Un uomo scruta da un promontorio la macelleria che sta sulla piana di Waterloo, è esausto, ha perso tutto. Da Waterloo non si alzerà mai più. Da allora la storia è cosparsa di miriadi di Waterloo, personali o collettive. La città notturna, luogo di fantasmi e apparizioni, è il campo di battaglia allucinato di un Napoleone esausto ma forse non ancora del tutto domo. Nel suo girovagare notturno viene scandita passo passo la genesi di una sconfitta, che da personale diventa universale. L’occhio umido del nostro Napoleone, teneramente disperato, incontra i segni tangibili della fine prossima della nostra società. Ma in fondo la storia è ciclica, eterni ritorni di Waterloo seguite da Marengo…e avanti così, per l’eternità.
Waterloo indaga il senso di sconfitta a partire dal titolo stesso. Il nome di questa storica battaglia suscita ancora oggi forti sensazioni e crea subito un immaginario di disfatta, di battaglia terminale dopo di cui ogni futuro è azzerato. Da tempo mi interessa capire e indagare i meccanismi che ci fanno valutare vincente o meno un’esistenza. Waterloo, per esempio, fu una sconfitta determinata da tanti fattori, fra cui le condizioni atmosferiche, ma anche l’inettitudine di alcuni generali dall’armata napoleonica…un insieme di causali che, mischiate fra loro, sono diventate casualità, un caos di cui non si può venire a capo.

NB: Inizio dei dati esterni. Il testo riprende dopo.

PR #7447, opened 2026-03-13
python: improve broker module error propagation and test integration

garlick:
This adds a couple of missing things from the python broker module infrastructure: support for the `flux module debug` stuff, and better propagation of OSError exceptions.

PR #7451, opened 2026-03-14
python: add toy scheduler framework

garlick:
Problem: it's tricky to try new R designs or experiment with scheduler-adjacent changes in flux-core, since `sched-simple` relies on C code that is laborious to re-engineer.

Acknowledging that flux-sched is the production scheduler code base, and that what's in flux-core is essentially a test vehicle, adopt a "don't worry about performance" attitude and lay groundwork for more agile development in python for this area, and at the same time remedy some long ignored deficiencies in flux-core's native scheduling capability. 
 
Implement a `Scheduler` subclass of  `BrokerMod` that implements the scaffolding for interfacing with the job manager and resource module common to all schedulers.  A scheduler implementation would be a subclass of `scheduler`.

To facilitate experiments with an Rv1 replacement, abstract the resource representation in a `ResourcePool` class that does resource selection, feasibility checking, and other operations for an abstract resource representation.  Two Rv1 implementations are provided, one based on C `librlist`, and one in pure python.  The pure python one adds GPU support.  

To demonstrate the framework, two schedulers are provided:
- `sched-fifo`, a priorty-FIFO scheduler like `sched-simple`, except it uses the pure python Rv1 class so it supports GPUs.  It also gives all jobs start time estimates (when duration is set), using a forward-simulation method with a throw-away copy of the resource pool object.
- `sched-backfill`, an EASY backfill scheduler, which is one step beyond FIFO in planning (literally - it plans _one_ job).

I invested some time experimenting with `ResourcePool` and `Scheduler` to make sure they were not completely naive: implementing the `sched-simple` scheduler in python (forthcoming in a future PR) with clean test results, testing throughput to work through first order performance issues, and playing with a backfill planning and forward-simulation for time estimates.  Those experiments brought some clarity to the design, so hopefully they are a bit more evolved than they would be otherwise.

A mundane question: I needed a way to easily select the scheduler on the `flux-start` command line when testing, so I just mimiced the `content-backing.module` broker attribute logic currently in rc1.py with a `sched.module` attribute, which lets you `flux start -Ssched.module=sched-backfill`.  Is there a better/existing way to do that?

This is currently based on
- #7447

### DIFF
--- a/doc/python/scheduler.rst
+++ b/doc/python/scheduler.rst
@@ -1,0 +1,598 @@
+.. _python_scheduler:
+
+.. currentmodule:: flux.scheduler
+
+Writing a Python Scheduler
+==========================
+
+Flux supports scheduler broker modules written in Python.  The
+:class:`Scheduler` base class handles all of the RFC 27
+protocol scaffolding — service registration, resource acquisition, the
+hello/ready handshake with job-manager — so that a Python scheduler only
+needs to implement scheduling policy.
+
+This guide walks through writing a working scheduler from scratch,
+explains each override point, and covers more advanced topics such as
+job annotations and start-time forecasting.
+
+
+Minimal example
+---------------
+
+The base class maintains a :class:`PendingJob` heap queue
+(:attr:`~Scheduler._queue`) and provides default
+implementations of :meth:`~Scheduler.alloc`,
+:meth:`~Scheduler.free`,
+:meth:`~Scheduler.cancel`, and
+:meth:`~Scheduler.prioritize`.  A minimal scheduler only
+needs to override :meth:`~Scheduler.schedule`:
+
+.. code-block:: python
+
+   import heapq
+   from flux.resource import InsufficientResources, InfeasibleRequest
+   from flux.scheduler import Scheduler
+
+   class SimpleScheduler(Scheduler):
+
+       def schedule(self):
+           while self._queue:
+               job = self._queue[0]
+               try:
+                   alloc = self.resources.alloc(job.jobid, job.resource_request)
+               except InsufficientResources:
+                   break   # not enough resources — wait for free
+               except InfeasibleRequest as exc:
+                   job.request.deny(str(exc))
+               else:
+                   job.request.success(alloc)
+               heapq.heappop(self._queue)
+
+   def mod_main(h, *args):
+       SimpleScheduler(h, *args).run()
+
+Save this as :file:`my-sched.py` and load it:
+
+.. code-block:: console
+
+   $ flux module unload sched-simple
+   $ flux module load my-sched.py
+
+The :func:`mod_main` entry point is the same convention used by all Python
+broker modules (see :ref:`python_broker_modules`).
+
+
+The resource pool
+-----------------
+
+:attr:`~Scheduler.resources` is an instance of
+:class:`~flux.resource.Rv1Pool` that represents the entire managed resource
+set.  It tracks which resources are up, down, and currently allocated.
+The pool implementation is selected automatically based on the R version
+field in the resource data (currently only version 1 is supported).
+
+The resource request
+~~~~~~~~~~~~~~~~~~~~
+
+Each :class:`PendingJob` carries a pool-specific resource request object in
+``job.resource_request``, parsed once from the jobspec when the alloc request
+arrives by :meth:`~flux.resource.ResourcePool.parse_resource_request`.  The
+type and fields of this object are defined by the pool; scheduler policy code
+treats it as opaque and passes it directly to
+:meth:`~flux.resource.ResourcePool.alloc`.
+
+If you need the raw jobspec dict — for instance, to inspect job attributes in
+an :meth:`~Scheduler.alloc` override — it is passed as the *jobspec* parameter
+to :meth:`~Scheduler.alloc`:
+
+.. code-block:: python
+
+   def alloc(self, request, jobid, priority, userid, t_submit, jobspec):
+       # jobspec is the parsed dict; inspect it before calling super()
+       super().alloc(request, jobid, priority, userid, t_submit, jobspec)
+
+Allocating resources
+~~~~~~~~~~~~~~~~~~~~
+
+Pass the jobid and resource request to :meth:`~flux.resource.ResourcePool.alloc`:
+
+.. code-block:: python
+
+   try:
+       alloc = self.resources.alloc(job.jobid, job.resource_request)
+   except InsufficientResources:
+       # Not enough resources now — queue the request and retry later
+       ...
+   except OSError as exc:
+       # Request can never be satisfied (InfeasibleRequest or other error)
+       request.deny(str(exc))
+       return
+
+RFC 31 constraint expressions (``constraint`` field on the resource request)
+are carried through automatically; the resource pool evaluates them when
+selecting candidate nodes.
+
+On success, :meth:`~flux.resource.ResourcePool.alloc` returns a resource
+pool object containing only the allocated resources.  Pass it directly to
+:meth:`~AllocRequest.success`, which converts it automatically:
+
+.. code-block:: python
+
+   request.success(alloc)
+
+The pool also records the job's expected expiration (derived from ``request.duration``)
+internally; :meth:`~flux.resource.ResourcePool.free` and start-time
+simulation (via :meth:`~flux.resource.ResourcePool.copy` and
+:meth:`~flux.resource.ResourcePool.job_end_times`) use this state.
+
+Releasing resources
+~~~~~~~~~~~~~~~~~~~
+
+The base class :meth:`~Scheduler.free` calls
+:meth:`~flux.resource.ResourcePool.free` automatically — no override is
+needed unless the scheduler has additional per-job cleanup to do.
+
+A job's resources may be released in multiple calls when housekeeping is
+configured: housekeeping returns resources in batches of one or more ranks as
+they become ready, with *final* set to ``False`` until the last batch.
+Schedulers that override :meth:`~Scheduler.free` must handle this: *R*
+contains only the subset being freed on each call, and per-job state should
+not be discarded until *final* is ``True``.
+
+Resource state changes
+~~~~~~~~~~~~~~~~~~~~~~
+
+Node drain/undrain and other resource state changes arrive automatically
+via the ``resource.acquire`` streaming RPC.  After each update, the base
+class calls :meth:`~Scheduler.resource_update`, giving the
+scheduler a chance to retry pending allocations:
+
+.. code-block:: python
+
+   def resource_update(self):
+       self._retry_pending()
+
+
+Alloc requests
+--------------
+
+When job-manager asks the scheduler to allocate resources for a job, two
+distinct objects are created and stored together on the
+:class:`PendingJob`:
+
+- ``job.resource_request`` — a pool-specific object describing *what the job
+  needs*.  Created once from jobspec by
+  :meth:`~flux.resource.ResourcePool.parse_resource_request` when the alloc
+  arrives.  For the built-in pools this carries fields for node count, slot count,
+  cores and GPUs per slot, duration, constraints, and exclusivity.
+  Used by the scheduler during each :meth:`~Scheduler.schedule`
+  pass to decide whether resources can be satisfied.  Persists for the
+  lifetime of the pending job.
+
+- :class:`AllocRequest` (``job.request``) — represents the
+  *open RFC 27 protocol transaction* with job-manager.  Wraps the message
+  handle and provides the response methods that finalize the exchange.  Must
+  be finalized exactly once; consumed when the scheduler responds.
+
+The scheduler reads :attr:`~PendingJob.resource_request` to
+make scheduling decisions, then calls a method on
+:attr:`~PendingJob.request` to report the outcome.
+
+:class:`AllocRequest` must be finalized exactly once by
+calling one of:
+
+:meth:`request.success(R, annotations=None) <AllocRequest.success>`
+    Allocation succeeded.  *R* is the pool object returned by
+    :meth:`~flux.resource.ResourcePool.alloc`; it is converted to a dict
+    automatically.  The base class commits R to the KVS asynchronously
+    before sending the response to job-manager, ensuring R is safely
+    stored before the job can run.
+
+:meth:`request.deny(note=None) <AllocRequest.deny>`
+    Permanent denial — the job will never run.  *note* is a human-readable
+    reason that appears in :man1:`flux-job` eventlog.  Use this for
+    structurally unsatisfiable requests (too many cores, unsupported resource
+    type, etc.).
+
+:meth:`request.cancel() <AllocRequest.cancel>`
+    The alloc request is being withdrawn.  Call this from
+    :meth:`~Scheduler.cancel`.
+
+    .. note::
+
+       Cancelling an alloc request is **not** the same as cancelling the job.
+       Job-manager may withdraw an alloc request — for example, to shrink the
+       outstanding request count back within the configured ``queue-depth`` —
+       while leaving the job itself in the pending queue.  The job will receive
+       a fresh alloc request when a slot opens up.
+
+:meth:`request.annotate(annotations) <AllocRequest.annotate>`
+    Send an intermediate annotation update while the job is pending.  May be
+    called any number of times before finalizing.  Annotations are visible
+    in :man1:`flux-jobs` output.
+
+    RFC 27 defines two standard ``sched`` annotation keys:
+
+    resource_summary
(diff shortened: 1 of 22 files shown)


grondo:
> one based on C `librlist`, and one in pure python. The pure python one adds GPU support.

To be fair, librlist does support GPUs, if it didn't none of the tools that use it could support GPUs.

Is the intent here to replace librlist as well? That may require wrapping Python code in a C API which I don't have much experience with but I gather is possible.

grondo:
> A mundane question: I needed a way to easily select the scheduler on the flux-start command line when testing, so I just mimiced the content-backing.module broker attribute logic currently in rc1.py with a sched.module attribute, which lets you flux start -Ssched.module=sched-backfill. Is there a better/existing way to do that?

The modprobe alternatives system (which actually you had [originally suggested](https://github.com/flux-framework/flux-core/pull/6774#issuecomment-2894844344)) should be used here. E.g.:
```console
$ flux alloc --conf=modules.alternatives.sched=sched-backfill OPTIONS...
```

Unfortunately there's not a simple way to force an alternative on the `flux start` command line since it doesn't have a `--conf` option like `flux alloc` and `flux batch`. I think initially we had considered a way to do this via broker attributes, but it didn't feel right at the time. Now that there may be many possible alternative schedulers we should consider the easiest way to do this both in `flux start` for testing and with `flux alloc` and `flux batch`.

There is a bug or missing feature here in modprobe though: If I use the invocation above, modprobe still loads `sched-simple` because the feasibility alternative is not set, so you actually have to do this:
```console
$ flux alloc --conf=modules.alternatives.sched=sched-backfill --conf=modules.alternatives.feasibility=sched-backfill
```
Which isn't great.

That should probably be fixed. (When choosing an alternative for one `provides` it should be applied to any other provides for that module as well) I'll actually open an issue on that.

garlick:
> To be fair, librlist does support GPUs, if it didn't none of the tools that use it could support GPUs.

Sorry, I should have said `rlist_alloc()` doesn't support GPUs.

> Is the intent here to replace librlist as well? That may require wrapping Python code in a C API which I don't have much experience with but I gather is possible.

I am not proposing to drop anything here.  The next PR I was going to queue up is a `sched-simple` drop-in replacement that uses `librlist` via the `Rv1RlistPool` class.

I suppose if we wanted to pare back `librlist` so that it will be easier to graft in Rv2, a subsequent PR could switch `sched-simple` to `Rv1Poool` from  `Rv1RlistPool`, then drop both `Rv1RlistPool` and `rlist_alloc()`. There will likely be a lot of overlap from Rv1 to Rv2 like properties, execution targets, etc., so much of `librlist` internals ought to be reusable.

I think it's something we need to discuss and think about.  I don't have any great ideas tonight.  Right now `Rv1Pool` and `Rv1RlistPool` are just demonstrating that these little schedulers can be oblivious to the underlying pool implementation.  Going forward there is not much reason to have two Rv1 implementations.  We could also go the other way and get rid of `Rv1Pool` and start tooling up `librlist` to support Rv2, although `alloc` seems more daunting in C.

grondo:
> I think it's something we need to discuss and think about. I don't have any great ideas tonight. Right now Rv1Pool and Rv1RlistPool are just demonstrating that these little schedulers can be oblivious to the underlying pool implementation. Going forward there is not much reason to have two Rv1 implementations. We could also go the other way and get rid of Rv1Pool and start tooling up librlist to support Rv2, although alloc seems more daunting in C.

Well the huge usefulness of Python-based schedulers is ease of implementing features that were too difficult in the existing sched-simple, outside of the resource representation, e.g. upcoming items like reservations, malleable job requests, etc. Having the ability to do this easily in flux-core is pretty exciting, because that was always a bit of a roadblock to marching forward. This should go in asap as far as I'm concerned.

It hurts my brain a bit to think about how this will work with Rv2 since all the C code has to use librlist currently. It always seemed like the best approach there would be to implement a new librv2 library that had the necessary interfaces to replace librlist (except the allocation interfaces), and then wrap that in Python in a class that conforms to the existing ResourceSetImplementation class. Maybe that really has nothing to do with this PR which is just getting Python scheduler infrastructure going. (On that note, since the Resource*Pool classes are really for schedulers, maybe they belong under a `flux.scheduler` namespace and not in `flux.resource`?)

grondo:
One last thought for the night. If the Python  Rv1 class here could be used as a ResourceSetImplementation provider, then I think we could drop the Rlist class and librlist ffi bindings. This would fix an issue we have in the flux-python package that makes flux.resource unavailable for pip installed bindings.

garlick:
> If the Python Rv1 class here could be used as a ResourceSetImplementation provider, then I think we could drop the Rlist class and librlist ffi bindings. This would fix an issue we have in the flux-python package that makes flux.resource unavailable for pip installed bindings.

Since the python Rv1 class (`Rv1Pool`) was patterned after what was there before, it already implements a large subset of the methods needed for a `ResourceSetImplementation`.  Adding the missing ones would make it a drop-in.

A thought would be to subclass `ResourcePool` from `ResourceSet`, adding the scheduler-specific bits.  Or rather subclass `Rv1Pool` from `Rv1Set` (what is now `Rlist`).

Anyway, then we would have a good architecture for moving the python parts of flux-core forward to Rv2, and if we decided that `rlist_alloc()` and related interfaces could be removed from the C interface (by switching to the python `sched-simple` using `Rv1Pool`), then the problem of moving the C bits forward to Rv2 would get a little bit easier.

grondo:
I think that sounds good. Another thought is that the separate implementation that wraps `Rlist` is perhaps not buying much here, in fact it seemed to add some work to include missing interfaces, extra ffi wrappers etc. Though showing that a scheduler could work with either class is a good demo, and probably helped inform the design of the base class, it probably isn't buying that much in terms of testing after the fact.

So I wonder if a good path forward would be to drop the `Rlist` based "pool" class and associated testing etc. Replace `Rlist` with `Rv1Pool` implementation for the `ResourceSet` class implementation and ensure all the Python-side utilities still work, then finally delete `Rlist` and the librlist bindings.

garlick:
> Another thought is that the separate implementation that wraps Rlist is perhaps not buying much here

Agreed.

> So I wonder if a good path forward would be to drop the Rlist based "pool" class and associated testing etc. Replace Rlist with Rv1Pool implementation for the ResourceSet class implementation and ensure all the Python-side utilities still work, then finally delete Rlist and the librlist bindings.

Yes, that makes sense. 

I was kind of thinking that ResourcePool should be a subclass of ResourceSet that adds the scheduler-specific bits.  Although there would be a fairly tight coupling between Rv1Set and Rv1Pool, keeping the scheduling bits out of the ResourceSet base class probably makes it more comprehensible as an interface.  Thoughts?

garlick:
Also, I think your approach in ResourceSet of making it version agnostic makes sense for schedulers too, in contrast to the way I did it, letting the scheduler select the version specific ResourcePool implementation.  If we changed ResourcePool to be version agnostic then schedulers would just work with either v1 or v2 and not require any re-configuration or peeking into the R object repeated in all schedulers.

grondo:
> I was kind of thinking that ResourcePool should be a subclass of ResourceSet that adds the scheduler-specific bits. Although there would be a fairly tight coupling between Rv1Set and Rv1Pool, keeping the scheduling bits out of the ResourceSet base class probably makes it more comprehensible as an interface. Thoughts?

Sounds good to me! The purpose of `ResourceSet` was a class meant for utilities and to expose to users to work with resources returned from other APIs (like resource_list etc). So keeping scheduler-specific bits out seems right.

I'm not sure if you had envisioned other uses of the `ResourcePool` class except as an allocation interface for schedulers. If not, then maybe `SchedResourcePool` or similar would be a good name to avoid user confusion on which they should import. (I'm not exactly sure what makes it a pool vs a set though because I haven't  digested this PR. You may have a good reason already for a top-level pool type!)

garlick:
Pool implied allocation to me.  You get a car from the motor pool, a secretary from the typing pool, etc.  However if it's not clear I am not strongly attached to that name and we can prepend Sched!

If it's ok let's get the class hierarchy worked out first and then change the name later as I'm pretty deep into it right now. That will be a simple change

grondo:
> Pool implied allocation to me. You get a car from the motor pool, a secretary from the typing pool, etc. However if it's not clear I am not strongly attached to that name and we can prepend Sched!

Ah, that makes sense! For some reason my brain didn't go there. I was thinking of "pool" as an indistinct grouping of resources vs a "set" as distinct. However, once it clicks it makes sense. (to add to your examples, thread pool, object pool)

garlick:
Rebased on current master, and made `ResourcePool` a subclass of `ResourceSet`, as discussed.  The pool class implementation is now selected by version at instantiation (same pattern as `ResourceSet`) so the `resource-pool` scheduler module option went away.

I added a `log()` method to the scheduler class and a `log-level=LEVEL` option common to all schedulers, so that log filtering could occur at the scheduler level.  This method is also now passed into the pool class so it can optionally log stuff too.

I also added a (currently unused) hook in the pool class so arbitrary kwargs can be passed in by a scheduler at instantiation, in case that proves helpful later on.

grondo:
> I added a log() method to the scheduler class and a log-level=LEVEL option common to all schedulers, so that log filtering could occur at the scheduler level. This method is also now passed into the pool class so it can optionally log stuff too.

Great! I was about to suggest that.

garlick:
p.s. this doc might be helpful to skim as part of a review:

https://flux-framework--7451.org.readthedocs.build/projects/flux-core/en/7451/python/scheduler.html

src/bindings/python/flux/job/kill.py
```diff
@@ -72,3 +72,46 @@ def cancel(flux_handle: Flux, jobid: Union[JobID, int], reason: Optional[str] =
...
+):
+    """Raise a job exception asynchronously.
+
+    :param flux_handle: handle for Flux broker from flux.Flux()
+    :param jobid: the job ID of the job
+    :param exc_type: exception type string (e.g. ``"scheduler-restart"``)
+    :param severity: severity level; 0 causes the job to abort
+    :param note: optional human-readable message
+    :returns: a Future
+    :rtype: Future
```
grondo: Suggestion: I think we're trying to standardize on [Google style Python docstrings](https://sphinxcontrib-napoleon.readthedocs.io/en/latest/example_google.html). I know you're just copying the existing docstrings in this file. We could always do a bulk update later.

src/bindings/python/flux/resource/ResourceSet.py
```diff
@@ -275,6 +275,10 @@ def rlist(self):
     def properties(self):
         return ",".join(json.loads(self.get_properties()).keys())
 
+    def to_dict(self):
+        """Return the resource set as a parsed R JSON dict."""
+        return self.impl.to_dict()
+
```
grondo, line 281: Good addition, but this probably belongs in a separate commit, needs unit tests, etc?

src/bindings/python/flux/resource/__init__.py
```diff
@@ -13,6 +13,7 @@
 from flux.resource.list import resource_list, SchedResourceList
 from flux.resource.status import resource_status, ResourceStatus
 from flux.resource.journal import ResourceJournalConsumer
+from flux.resource.Rv1Pool import Rv1Pool
```
grondo, line 16: Commit message looks like it has an editing mistake "that tracks adds resource allocation and up/down trakcing" (remove 'tracks')?

src/bindings/python/flux/scheduler.py
```diff
@@ -0,0 +1,1075 @@
...
+    # Adaptive scheduling timer
+    # ------------------------------------------------------------------
+
+    def _request_schedule(self):
+        """Request a scheduling pass, coalescing bursts via an adaptive timer.
+
+        Records the time of the request and updates the inter-request interval
+        EWMA.  Arms the one-shot scheduling timer if it is not already pending;
+        subsequent calls while the timer is armed are recorded for EWMA
+        purposes but do not re-arm the timer, coalescing all requests in the
```
grondo: EWMA is used throughout but not defined.

src/bindings/python/flux/scheduler.py
```diff
@@ -0,0 +1,1075 @@
...
+                "id": msg.payload["id"],
+                "type": _ALLOC_ANNOTATE,
+                "annotations": annotations,
+            },
+        )
+
+    # ------------------------------------------------------------------
+    # Override points
+    # ------------------------------------------------------------------
+
```
grondo, line 610: This big comment implies override points follow, but there's at least a few above here like `forecast` and `schedule`

garlick:
I did find a few issues while trying to rebase my `sched-simple` PR onto this one.  A notable one is that the pool's free() method doesn't take a `final` flag so it breaks partial release.  Will post some fixes tomorrow.

doc/python/scheduler.rst
```diff
@@ -0,0 +1,801 @@
...
+On success, :meth:`~flux.resource.ResourcePool.alloc` returns a resource
+pool object containing only the allocated resources.  Call
+:meth:`~flux.resource.ResourcePool.to_dict` to convert it to the dict
+that :meth:`~AllocRequest.success` expects:
+
+.. code-block:: python
+
+   request.success(alloc.to_dict())
+
+The pool also records the job's end time (derived from ``request.duration``)
```
grondo: "end time" -> "expiration"? or perhaps just expected end time?

doc/python/scheduler.rst
```diff
@@ -0,0 +1,801 @@
...
+
+:class:`AllocRequest` must be finalized exactly once by
+calling one of:
+
+:meth:`request.success(R, annotations=None) <AllocRequest.success>`
+    Allocation succeeded.  *R* must be a dict (use
+    :meth:`~flux.resource.ResourcePool.to_dict` on the alloc result).
+    The base class commits R to the KVS asynchronously before sending the
+    response to job-manager, ensuring R is safely stored before the job
+    can run.
```
grondo: If all instances of a `ResourcePool` have a `to_dict()` method, was there a reason why `request.success()` couldn't just take a `ResourcePool` object and call `to_dict()` itself? This would simplify the interface. (`request.success` could even use `isinstance(R, ResourcePool)` or similar to check if `to_dict()` needs to be called)

grondo (approved):
This came out great! What a nice result.

I really only had some trivial comments that you can feel free to ignore.

garlick:
Thanks for those suggestions!  I'll go through them and address in another update.  Meanwhile I made some changes after discovering the partial release was broken and some other more minor stuff:
- fix `Rv1Pool.free()` to  correctly handle partial releases and add unit tests                 
- add logging directly to the pool and drop scheduler overrides that were only there for logging
- ensure all scheduler logging is subject to the local severity filter
- improve module option parsing so `flux module load` gets helpful error messages on failure
- tighten up the scheduler narrative doc page

grondo:
There's also some missing test coverage (feasibility check, expiration update), but I figured those would get testing when sched-simple was replaced as the default.

That does make me wonder though if we need a generic "scheduler conformance" test that iterates through schedulers and ensures they conform to some basic expectations.

The other thing that might be nice is a benchmarking scheduler that tries to be as fast as possible so that scheduling is not the bottleneck in throughput tests, which might allow us to more easily find performance improvements elsewhere.

doc/python/scheduler.rst
garlick: Great point!

garlick:
Just pushed changes for your review comments @grondo - very helpful, thanks.

Good thoughts on the increased coverage and the scheduler compliance test.  Let me ponder that.  For now I'll return to the sched-simple PR and see if I shake out any more problems over there before this is merged.

garlick:
Just pushed some updates after getting to a clean flux-core test run with the python `sched-simple` (elsewhere).  It turns out quite a lot of our testing of the resource set and pool stuff was covered by system sharness testing, not unit tests, so this  was productive - much more so than what I had done before, which was base `sched-simple.py` upon `Rlist` / `Rv1RlistPool`.

There are some fixes and tests for  `Rv1Set` with a commit explaining the problems.
The `Rv1Pool` and `Scheduler` fixes are just squashed here.

garlick:
Any objections if I set MWP here?

grondo:
I say go for it!

trws:
I just finally got time to actually read this over. This is a massively more complicated scheduler setup than I expected from the "toy" designation. It's a very nice addition, especially as a way to let people experiment with new custom schedulers.  I'm a bit tempted to make a few adjustments to this to make it work more the way qmanager does from a progress and behavior perspective, it might actually not be all that much of a lift to _replace_ qmanager with a reworked version of the backfill class here.  We'd have to do some performance tests and similar, but I'm sorely tempted to give it a shot, especially given some of the features we've been discussing for that recently the flexibility would be nice, and it isn't a compute-bound service either.  Do you think we could find some time to chat over this next week @garlick?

Insomma, dietro ad ogni sconfitta si nasconde una vittoria mancata, e quel manque è proprio quello che mi interessa. Del resto a questa battaglia finale Napoleone si presenta ormai stanco, gonfio, esausto. Mentre il duca di Wellington durante la giornata di combattimento sarà sempre sul fronte, macinando 80 km a cavallo, Napoleone non uscirà quasi mai dalla propria tenda, quasi ad attendere un finale già scritto, quasi a gettarsi direttamente verso la fine. Luciano, protagonista del film, trasmette per me tutte queste sensazioni. I suoi occhi ed il suo viso scavato sono già un campo di battaglia. Conscio della fine combatte la propria lotta allucinato, fra bagliori inesistenti e visioni fantasmatiche, soverchiato da una contemporaneità che, come la macchina del film, si presenta ignorante, rumorosa, veloce e fatua. Ma proprio perché necessaria quella battaglia va condotta più e più volte, anche quando si sa che la fine è già scritta, anche quando non v’è possibilità di riuscita. Un destino tragico ci attende, nonostante tutti i bagliori e i clamori attorno a noi tentino di sviarci. A noi non resta che lanciarci armati di quella rara qualità chiamata dignità.